20 Years of Austin 3:16 – A Musical Journey

If you want to walk down memory lane, gimmie a hell yeah! On this day, exactly 20 years ago after defeating Jake “The Snake” Roberts at the 1996 WWF King of the Ring, “Stone Cold” Steve Austin began his path to full-fledged 90s icon when, for the first time, he uttered the phrase “Austin 3:16 says I just whooped your ass!” Instantly edgy at a time when the Federation still had wrestling garbagemen and plumbers, the Texas Rattlesnake immediately distinguished himself from the pack as a nation began to have a mudhole stomped in their hearts.

From the pavlovian response to hearing the glass break to having his theme song covered by everyone from Snoop Dogg to Disturbed, to even curating his own heavy metal and country compilations, there’s been quite the number of “Stone Cold” Steve Austin related compositions out there. So, on this day of days, crack open a couple Stevewisers, throw on your finest leather vest and knee-brace, and get ready to flip a few birds along with Stone Cold. And that’s the bottom line.

Jim Johnston – “Hell Frozen Over”(1996)
While Austin had gone through a number of songs prior to it’s use, including his WCW music from Ted Turner’s stock library of TBS metal, his ECW music being “Jesus Christ Superstar” and his first WWF music being something slow and methodical, the glass-shattering “Hell Frozen Over” really captured his swaggering unpredictable persona. Composer Jim Johnston told WWE.com that, while the theme came to him quickly, getting the right glass breaking sound was the hardest part. “I had difficulty creating a glass break that felt violent enough… [it] ended up being a combination of three different glass breaks, someone falling downstairs and a car crash all mixed together.”
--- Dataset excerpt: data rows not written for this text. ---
Issue #831, opened 2021-09-13
Create E2E tests for user resource


LizaShak:
Origin story: #623 

**Description**
Add an E2E for deploying a user resource, validating that it is deployed and updated successfully. Disabled and deleted at the end.

msebragge:
Waiting for user resource registration.

christoferlof:
@msebragge , please link the issue blocking this one for reference, thanks.

LizaShak:
@marrobi   I think we can remove the blocked label here right?

marrobi:
Agreed, and removed.

PR #1952, opened 2022-05-31
Create user_resource in e2e tests

### LINKED ISSUE #1951: Deleting Guacamole VM results in KeyVault purge protection error
**Describe the bug**
Unable to delete a Guacamole VM because of the key vault purge protection settings

**Steps to reproduce**

1. Create a tre-service-guacamole-windowsvm
1. Delete it from the Swagger Endpoint
.

Error context message = \x1b[31m╷\x1b[0m\x1b[0m \x1b[31m│\x1b[0m \x1b[0m\x1b[1m\x1b[31mError: \x1b[0m\x1b[0m\x1b[1mpurging of Secret "windowsvm7cd6-admin-credentials" (Key Vault "https://xxxxxx-ws-765b.vault.azure.net/") : keyvault.BaseClient#PurgeDeletedSecret: Failure responding to request: StatusCode=403 -- Original Error: autorest/azure: Service returned an error. Status=403 Code="Forbidden" Message="Operation \\"purge\\" is not allowed because purge protection is enabled for this vault. Key Vault service will automatically purge it after the retention period has passed

ross-p-smith:
# PR for issue #831

## What is being addressed

Added the code to create a user_resource in the extended e2e tests

## How is this addressed

- Added the code and tested
- Fixes #1951


damoodamoo (approved):

templates/core/.env.sample
```diff
@@ -5,6 +5,8 @@ TRE_ADDRESS_SPACE="10.0.0.0/12"
 DEPLOY_GITEA=true
 DEPLOY_NEXUS=true
 RESOURCE_PROCESSOR_TYPE="vmss_porter"
+API_APP_SERVICE_PLAN_SKU_SIZE="P1v2"
```
damoodamoo, line 8: are these actually used? can't see where?

ross-p-smith: The default is set in the Terraform as P1v3. Setting this in the env file basically means the developers of TRE will use a SKU that does not encounter Quota issues. The subscription that the build works in has quota setup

Rainbow – “Stone Cold” (1982)
During the WWF’s soaring popularity in 1998, the company released a compilation called Stone Cold Metal, featuring Austin’s hand-selected favorite metal songs of all time, with linear notes explaining why he picked which songs. Austin verified on his podcast that he indeed make all the choices and wrote every word of the linear notes. It went on to sell 250,000 copies and lead to a second Austin-selected compilation…


Waylon Jennings – “I’ve Always Been Crazy” (1978)
Yes Virginia, there is a Stone Cold Country compilation. In 1999 a second Steve Austin-curated compilation hit store shelves. Stone Cold Country featured the Bionic Redneck’s favorite country tunes, only without the linear notes, so we just have to take Austin’s word for it that this is the bottom line on his country favorite. “I’ve Always Been Crazy” starts it, and it contains exactly the type of outlaw country you’d expect.
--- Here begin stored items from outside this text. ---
PR #1955, opened 2022-06-01
Remove escaped quotes from etag

### LINKED ISSUE #1931: etag header marked as not required in API documentation
etag is required for patch operations, but not marked so in the api documentation
Also, it comes escaped in the resources GET response 

**Steps to reproduce**

1. Try to PATCH a workspace (or shared service)
1.  Do not specify etag (as documentation states)
1. Receive a 'etag is required' response

image

SharonHart:
# PR for issue https://github.com/microsoft/AzureTRE/issues/1931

H-Blockx – “Oh Hell Yeah”(1999)
German nu-metal outfit H-Blockx faired pretty well in the home-country throughout the ’90s, including winning the equivalent of an MTV Best New Artist Video Music Award, but their most notable success in North America was their tribute to “Stone Cold,” the song “Oh Hell Yeah.” Commissioned by the WWF for their WWF The Music: Volume 4 compilation, the video features a giant Austin just kinda walking around Los Angeles.
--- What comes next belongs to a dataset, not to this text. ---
Issue #1910, opened 2022-05-24
MVP Snagging List


damoodamoo:
- [ ] "Each row needs a unique key" bug in History details list
- [ ] Spinner needed on Form sending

Snoop Dogg featuring WC – “Hell Yeah” (2000)
When MTV reignited the old flame from their ’80s love affair with wrasslin’, it resulted in a number of Austin appearances on programs like Idiot Savants and Celebrity Deathmatch as well as Austin just popping up on random MTV shows just because he’s Steve Austin. On one occasion, a random fan asked him if rumors were true that Snoop Dogg was remixing his theme music (which I speculate had to have been a plant as this information was nowhere else in the hip-hop consciousness, but far be it from me to suggest something wrestling-related wasn’t entirely on the up-and-up) which Austin confirmed. Six months later, Priority Records released the surprisingly dope WWF Aggression compilation which included Snoop and the terminally underrated W.C. ripping a remix of his theme “Hell Yeah.”

Disturbed – “Glass Shatters” (2000)
That same year, Disturbed reworked Austin’s theme as “Glass Shatters,” amping up the existing guitar parts with a more sinister very-2000 feel. It doesn’t veer too particularly far from the original “Hell Frozen Over,” which made Austin’s transition into using it much more accepted amongst fans. Sadly, this didn’t being a trend of glass-breaking in music, so the inevitable Glasswave scene still seems to be a few years away.

Steve Austin – “Never Gonna Give You Up” (2011)
And to close things out, you just got Stone Cold-Rolled’! And that’s the bottom line, because Stone Cold said so!